Issue #6684, opened 2019-07-26
Variable GO_ENVIRONMENT_NAME lost on v19.6.0


aamattos:
##### Issue Type

- Bug Report

##### Summary

With the upgrade to v19.6.0, The variable GO_ENVIRONMENT_NAME is no longer injected.

##### Environment

Running GoCd in an Openshift platform with Kubernetes elastic agents

###### Basic environment details

* Go Version: `19.6.0 (9515-4b674c10941b6c27d7ec2a28dd946518d9211b7a)`
* JAVA Version: `12.0.1`
* OS: `Linux 3.10.0-862.14.4.el7.x86_64`

##### Steps to Reproduce

1. Update GoCd and elastic agentes to version 19.6.0
2. Run a pipeline in an environmnet

##### Expected Results

Variable GO_ENVIRONMENT_NAME should be injected.

##### Actual Results

Variable GO_ENVIRONMENT_NAME is not injected.

##### Code snippets/Screenshots

V19.3.0:

![v19 6 0](https://user-images.githubusercontent.com/1260299/61943481-6c16d600-af93-11e9-98cb-1f1ec16006f3.png)

V19.6.0:

![v19 3 0](https://user-images.githubusercontent.com/1260299/61943483-6d480300-af93-11e9-89cd-98bca9d91f47.png)

rajiesh:
Verified on 19.7.0 (9560-dfc88b483e64eb3cc1205af3b3ff319ec71e085a)

PR #6685, opened 2019-07-26
Include GO_ENVIRONMENT_NAME environment variable while creating environment variable context (#6684)

GaneshSPatil:


server/src/main/java/com/thoughtworks/go/server/service/BuildAssignmentService.java
```diff
@@ -314,15 +315,15 @@ private Work createWork(final AgentInstance agent, final JobPlan job) {
         }
     }
 
-    private EnvironmentVariableContext getEnvironmentVariableContextFromEnvironment(String pipelineName) {
+    EnvironmentVariableContext getEnvironmentVariableContextFromEnvironment(String pipelineName) {
         EnvironmentConfig environmentConfig = environmentConfigService.environmentForPipeline(pipelineName);
```
maheshp: Optional: 
Consider renaming `environmentConfig` to something like `pipelineEnvironment` or `environmentForPipeline`?

server/src/main/java/com/thoughtworks/go/server/service/BuildAssignmentService.java
```diff
@@ -314,15 +315,15 @@ private Work createWork(final AgentInstance agent, final JobPlan job) {
...
         if (environmentConfig == null) {
             return null;
         }
 
         secretParamResolver.resolve(environmentConfig);
 
-        EnvironmentVariableContext environmentVariableContext = new EnvironmentVariableContext();
+        EnvironmentVariableContext environmentVariableContext = new EnvironmentVariableContext(GO_ENVIRONMENT_NAME, CaseInsensitiveString.str(environmentConfig.name()));
```
maheshp: Optional:

Can create context using `environmentConfig.createEnvironmentContext()`

maheshp: @GaneshSPatil and I spoke about this, calling `environmentConfig.createEnvironmentContext()` would mean loosing all the resolved environment variables. So let's not change it.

□ □ □ □ □

- _WORK TASK_: Each line of the material should be echoed exactly.

- _EXERCISE RESULT_:
Issue #6684, opened 2019-07-26
Variable GO_ENVIRONMENT_NAME lost on v19.6.0


aamattos:
##### Issue Type

- Bug Report

##### Summary

With the upgrade to v19.6.0, The variable GO_ENVIRONMENT_NAME is no longer injected.

##### Environment

Running GoCd in an Openshift platform with Kubernetes elastic agents

###### Basic environment details

* Go Version: `19.6.0 (9515-4b674c10941b6c27d7ec2a28dd946518d9211b7a)`
* JAVA Version: `12.0.1`
* OS: `Linux 3.10.0-862.14.4.el7.x86_64`

##### Steps to Reproduce

1. Update GoCd and elastic agentes to version 19.6.0
2. Run a pipeline in an environmnet

##### Expected Results

Variable GO_ENVIRONMENT_NAME should be injected.

##### Actual Results

Variable GO_ENVIRONMENT_NAME is not injected.

##### Code snippets/Screenshots

V19.3.0:

![v19 6 0](https://user-images.githubusercontent.com/1260299/61943481-6c16d600-af93-11e9-98cb-1f1ec16006f3.png)

V19.6.0:

![v19 3 0](https://user-images.githubusercontent.com/1260299/61943483-6d480300-af93-11e9-89cd-98bca9d91f47.png)

rajiesh:
Verified on 19.7.0 (9560-dfc88b483e64eb3cc1205af3b3ff319ec71e085a)

PR #6685, opened 2019-07-26
Include GO_ENVIRONMENT_NAME environment variable while creating environment variable context (#6684)

GaneshSPatil:


server/src/main/java/com/thoughtworks/go/server/service/BuildAssignmentService.java
```diff
@@ -314,15 +315,15 @@ private Work createWork(final AgentInstance agent, final JobPlan job) {
         }
     }
 
-    private EnvironmentVariableContext getEnvironmentVariableContextFromEnvironment(String pipelineName) {
+    EnvironmentVariableContext getEnvironmentVariableContextFromEnvironment(String pipelineName) {
         EnvironmentConfig environmentConfig = environmentConfigService.environmentForPipeline(pipelineName);
```
maheshp: Optional: 
Consider renaming `environmentConfig` to something like `pipelineEnvironment` or `environmentForPipeline`?

server/src/main/java/com/thoughtworks/go/server/service/BuildAssignmentService.java
```diff
@@ -314,15 +315,15 @@ private Work createWork(final AgentInstance agent, final JobPlan job) {
...
         if (environmentConfig == null) {
             return null;
         }
 
         secretParamResolver.resolve(environmentConfig);
 
-        EnvironmentVariableContext environmentVariableContext = new EnvironmentVariableContext();
+        EnvironmentVariableContext environmentVariableContext = new EnvironmentVariableContext(GO_ENVIRONMENT_NAME, CaseInsensitiveString.str(environmentConfig.name()));
```
maheshp: Optional:

Can create context using `environmentConfig.createEnvironmentContext()`

maheshp: @GaneshSPatil and I spoke about this, calling `environmentConfig.createEnvironmentContext()` would mean loosing all the resolved environment variables. So let's not change it.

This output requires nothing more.